Vita von Bernhard Fink

Bernhard Fink ist Unternehmensberater, Trainer, systemischer Coach und Lehrender an Hochschulen. Seit über 20 Jahren begleitet er dabei Menschen und Teams in Veränderungsprozessen – mit Fokus auf Zusammenarbeit, Führung und systemischer Entwicklung. Sein Ziel: Menschen zu helfen, sich selbst und andere besser zu verstehen – für mehr Klarheit und Wirkung im Leben und im Beruf.

Interview mit Bernhard Fink

Wer oder was inspiriert dich zum Schreiben?

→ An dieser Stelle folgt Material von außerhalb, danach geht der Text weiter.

PR #2421, opened 2019-07-18
don't fail kinit for ECHILD

hannip:
When librdkafka is used as a plugin and there is a signal handler that ignores ECHILD for plugins the kinit system call returns a -1 with errno ECHILD.  This can be safely ignored and just means the command finished before the wait for it could be issued.  This fixes an issue with pmacct using librdkafka as a plugin.

### DIFF
--- a/src/rdkafka_sasl_cyrus.c
+++ b/src/rdkafka_sasl_cyrus.c
@@ -209,8 +209,7 @@ static int rd_kafka_sasl_cyrus_kinit_refresh (rd_kafka_t *rk) {
                                      "returned ECHILD: %s: exit status "
                                      "unknown, assuming success",
                                      cmd);
-                }
-                else {
+                } else {
                         rd_kafka_log(rk, LOG_ERR, "SASLREFRESH",
                                      "Kerberos ticket refresh failed, "
                                      "errno=%d: Failed to execute %s",
--- a/src/rdkafka_sasl_cyrus.c
+++ b/src/rdkafka_sasl_cyrus.c
@@ -203,7 +203,13 @@ static int rd_kafka_sasl_cyrus_kinit_refresh (rd_kafka_t *rk) {
         mtx_unlock(&rd_kafka_sasl_cyrus_kinit_lock);
 
         if (r == -1) {
-                if (errno != ECHILD) {
+                if (errno == ECHILD) {
+                        rd_kafka_log(rk, LOG_WARNING, "SASLREFRESH",
+                                     "Kerberos ticket refresh command returned ECHILD errno which means ",
+                                     "success is unknown, but probably okay so continuing as such: %s", 
+                                     cmd);
+                }
+                else {
                         rd_kafka_log(rk, LOG_ERR, "SASLREFRESH",
                                      "Kerberos ticket refresh failed, errno=%d: "
                                      "Failed to execute %s",
--- a/src/rdkafka_sasl_cyrus.c
+++ b/src/rdkafka_sasl_cyrus.c
@@ -205,14 +205,15 @@ static int rd_kafka_sasl_cyrus_kinit_refresh (rd_kafka_t *rk) {
         if (r == -1) {
                 if (errno == ECHILD) {
                         rd_kafka_log(rk, LOG_WARNING, "SASLREFRESH",
-                                     "Kerberos ticket refresh command returned ECHILD errno which means ",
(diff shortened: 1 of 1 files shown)


src/rdkafka_sasl_cyrus.c
```diff
@@ -203,12 +203,14 @@ static int rd_kafka_sasl_cyrus_kinit_refresh (rd_kafka_t *rk) {
         mtx_unlock(&rd_kafka_sasl_cyrus_kinit_lock);
 
         if (r == -1) {
-                rd_kafka_log(rk, LOG_ERR, "SASLREFRESH",
-                             "Kerberos ticket refresh failed: "
-                             "Failed to execute %s",
-                             cmd);
-                rd_free(cmd);
-                return -1;
+                if (errno != ECHILD) {
```
edenhill: This assumes that kinit exited successfully in the case of ECHILD, which might not always be the case.

Honestly, this seems to be more of a problem in pmacct than librdkafka, since pmacct is breaking system() by waitpid:ing all exited pids, not just its own.

hannip: According to the documentation for the system call, they clearly state that ECHILD can safely be ignored.  I know I'm not the only one to waste a lot of time debugging this issue and I'm sure there will be more. It seems that this change is very low risk that will save people time.  At the very least the errno should be logged.
Reference:
https://www.ibm.com/support/knowledgecenter/en/SSLTBW_2.1.0/com.ibm.zos.v2r1.bpxbd00/systm.htm
"Note: When using a signal handler and setting the default handler for SIGCHLD to be SIG_IGN, an errno value of ECHILD will be returned. This is due to the speed at which the process executes and finishes before system() can call waitpid() to wait for the child process to end. In this case, the ECHILD can be ignored because the process has already completed successfully and returned."

edenhill: That note is not in the [Linux](http://man7.org/linux/man-pages/man3/system.3.html) or [OSX](https://developer.apple.com/library/archive/documentation/System/Conceptual/ManPages_iPhoneOS/man3/system.3.html) man pages, and seems to be a Z/OS specific addition which we can't rely on elsewhere.

Logging these at the warning level and returning success seems to be a good middle ground though.

src/rdkafka_sasl_cyrus.c
```diff
@@ -203,12 +203,20 @@ static int rd_kafka_sasl_cyrus_kinit_refresh (rd_kafka_t *rk) {
...
         if (r == -1) {
-                rd_kafka_log(rk, LOG_ERR, "SASLREFRESH",
-                             "Kerberos ticket refresh failed: "
-                             "Failed to execute %s",
-                             cmd);
-                rd_free(cmd);
-                return -1;
+                if (errno == ECHILD) {
+                        rd_kafka_log(rk, LOG_WARNING, "SASLREFRESH",
+                                     "Kerberos ticket refresh command returned ECHILD errno which means ",
```
edenhill: Change to
```
"Kerberos ticket refresh failed with ECHILD: %s: exit status unknown",
cmd);
```
keep under 80 columns width.

src/rdkafka_sasl_cyrus.c
```diff
@@ -203,12 +203,20 @@ static int rd_kafka_sasl_cyrus_kinit_refresh (rd_kafka_t *rk) {
...
+                                     "success is unknown, but probably okay so continuing as such: %s", 
+                                     cmd);
+                }
+                else {
```
edenhill: `} else {`

src/rdkafka_sasl_cyrus.c
```diff
@@ -203,12 +203,20 @@ static int rd_kafka_sasl_cyrus_kinit_refresh (rd_kafka_t *rk) {
...
+                        rd_kafka_log(rk, LOG_ERR, "SASLREFRESH",
+                                     "Kerberos ticket refresh failed, errno=%d: "
```
edenhill:
```
...
"Kerberos ticket refresh failed: %s: %s",
cmd, rd_strerror(errno));
```

src/rdkafka_sasl_cyrus.c
hannip: Sorry about the z/OS reference, but I see similar wording for linux's man page on waitpid() which I assume is what the system call uses to wait for the child process to exit.
At any rate I've made the suggested changes.  Please review.

edenhill:
Thank you!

Mich inspiriert die Frage, wie wir uns selbst und andere besser verstehen können. In meiner Arbeit mit Teams, Führungskräften und Studierenden erlebe ich täglich, wie viel Potenzial in den einfachen Dingen steckt. Das geht im Alltag oft verloren – wir suchen nach großen, komplizierten Lösungen und übersehen dabei das Naheliegende. Ich möchte dazu beitragen, Zusammenhänge klarer und einfacher sichtbar zu machen.

Wird es ein weiteres Buch geben?

Das weiß ich nicht genau. Das Buch „Bewusst DENKEN“ war gar nicht geplant – es ist einfach entstanden. Manchmal entwickeln sich die besten Ideen aus dem Alltag heraus. Lassen wir uns überraschen, was daraus wird!

Welches Buch sollte deiner Meinung nach jede:r gelesen haben?

Das ist eine schwierige Frage – denn in jeder Lebensphase ist etwas anderes besonders hilfreich. Was uns inspiriert, bewegt oder unterstützt, verändert sich mit unseren Erfahrungen, Herausforderungen und den eigenen Lebensumständen.

Wie würden dich deine Freund:innen beschreiben?

Meine Freunde würden mich wahrscheinlich als offenen und auch als fokussierten Menschen beschreiben – als jemanden, der wirklich versucht, Dinge zu verstehen. Ich bin neugierig auf Menschen und ihre individuellen Blickwinkel – und darauf, warum diese Sichtweisen so sind, wie sie sind. Dabei entdecke ich oft spannende Geschichten. Vielleicht bin ich gerade deshalb ein guter Zuhörer.

Was möchtest du deinen Leser:innen mit auf den Weg geben?

Mehr zuhören – und wirklich versuchen, den anderen zu verstehen. In Gesprächen warten wir oft nur darauf, selbst etwas sagen zu können, unabhängig davon, was gerade gesagt wird. Das finde ich schade, denn echtes Zuhören eröffnet neue Perspektiven – und echte Verbindung.